Testing out our parser gives us back the following output:

.. code-block:: text

    $ idris2 -p contrib LambdaCalculus.idr
    Main> :exec printLn $ parse "let name = world in (\\x.hello x) name"
    Right (let name = world in (\x.hello x) name)

Expression Parser
-----------------

Idris 2 also comes with a very convenient expression parser that is
aware of precedence and associativity in ``Text.Parser.Expression``.

The main function called ``buildExpressionParser`` takes in an ``OperatorTable`` and a
``Grammar`` that represents the terms, and returns a parsed expression. The magic comes from
the ``OperatorTable`` since this table defines all the operators, the grammars for those operators,
the precedence, and the associativity.

An ``OperatorTable`` is a list of lists containing the ``Op`` type.

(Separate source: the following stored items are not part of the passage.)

PR #304, opened 2015-08-11
Bugfix/fix issue with stacktrace

Vmak11:


denis-sokolov:
Thank you for your contribution. This seems a useful addition.

src/Whoops/Run.php
```diff
@@ -395,7 +395,7 @@ private function writeToOutputNow($output)
         return $this;
     }
 
-    private static function isLevelFatal($level)
+    public static function isLevelFatal($level)
```
GrahamCampbell: This feels dodgie to me.

GrahamCampbell: Maybe we should move this method somewhere.

Vmak11: Yes, agree, how about Whoops/Util/Misc.php?

PR #305, opened 2015-08-12
Hotfix/move is level fatal

Vmak11:


src/Whoops/Exception/Inspector.php
```diff
@@ -142,22 +143,7 @@ protected function getTrace(\Exception $e)
...
-                $fatal = true;
-                break;
-
-            default:
-                $fatal = false;
-                break;
-        }
-
-        if (!$fatal) {
+        if (!Misc::isLevelFatal($e->getCode())) {
```
staabm: Should be `e->getSeverity();`?

Vmak11: Agreed, sorry I was thinking about a regular exception and not an error exception but we return those on line 143 already so we can change it back to getSeverity

staabm: would be great if you could add a unit test for this case.

src/Whoops/Util/Misc.php
```diff
@@ -41,4 +41,21 @@ public static function translateErrorCode($error_code)
         }
         return "E_UNKNOWN";
     }
+    
+    /**
+     * Determine if an error level is fatal (halts execution)
+     * 
+     * @param int $level
+     * @return boolean
```
GrahamCampbell: bool, not boolean

denis-sokolov: [Can be any](http://www.phpdoc.org/docs/latest/references/phpdoc/types.html#abnf), though.

GrahamCampbell: `bool` is the correct type, and nothing else

GrahamCampbell: see php's docs, not some docs for some unoffical library

denis-sokolov: How does PHP documentation relate to this, though?
This is not PHP code, this is a documentation string, known as PHPDoc.
Nowadays the primary tool to generate documentation from PHPDoc is phpDocumentor, and it has a fairly extensive documentation on how exactly PHPDoc is supposed to look like, making this the closest thing to a standard we had for a long time.
Now there's [a PSR proposal](https://github.com/phpDocumentor/fig-standards/blob/master/proposed/phpdoc.md#abnf) for the standard, authored by the same people from phpDocumentor.
How is that a "some unofficial library"?

Now, the proposed standard does not actually allow `boolean`, and it's a good idea to use `bool`, but it does not change the fact, that today by all the best guesses, `boolean` is as valid phpdoc as `bool` is.
Not to mention, that even after PSR proposal is accepted, all tools will always support `boolean` for backwards compatibility anyway.

GrahamCampbell: > Now, the proposed standard does not actually allow boolean

Yes it does. It defines as an alias, identical to what php does.

denis-sokolov: > Yes it does. It defines as an alias, identical to what php does.

Great if it does, then your correction about `bool` is even less useful.
But actually I can't find it in [the proposal](https://github.com/phpDocumentor/fig-standards/blob/master/proposed/phpdoc.md#abnf). Searching the entire document I find 0 instances of "boolean".

GrahamCampbell: You can use any alias as defined in php.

The ``Op`` type allows you to specify
``Prefix``, ``Postfix``, and ``Infix`` operators along with their grammars. ``Infix`` also contains the
associativity called ``Assoc`` which can specify left associativity or ``AssocLeft``, right
associativity assoc or ``AssocRight`` and as being non-associative or ``AssocNone``.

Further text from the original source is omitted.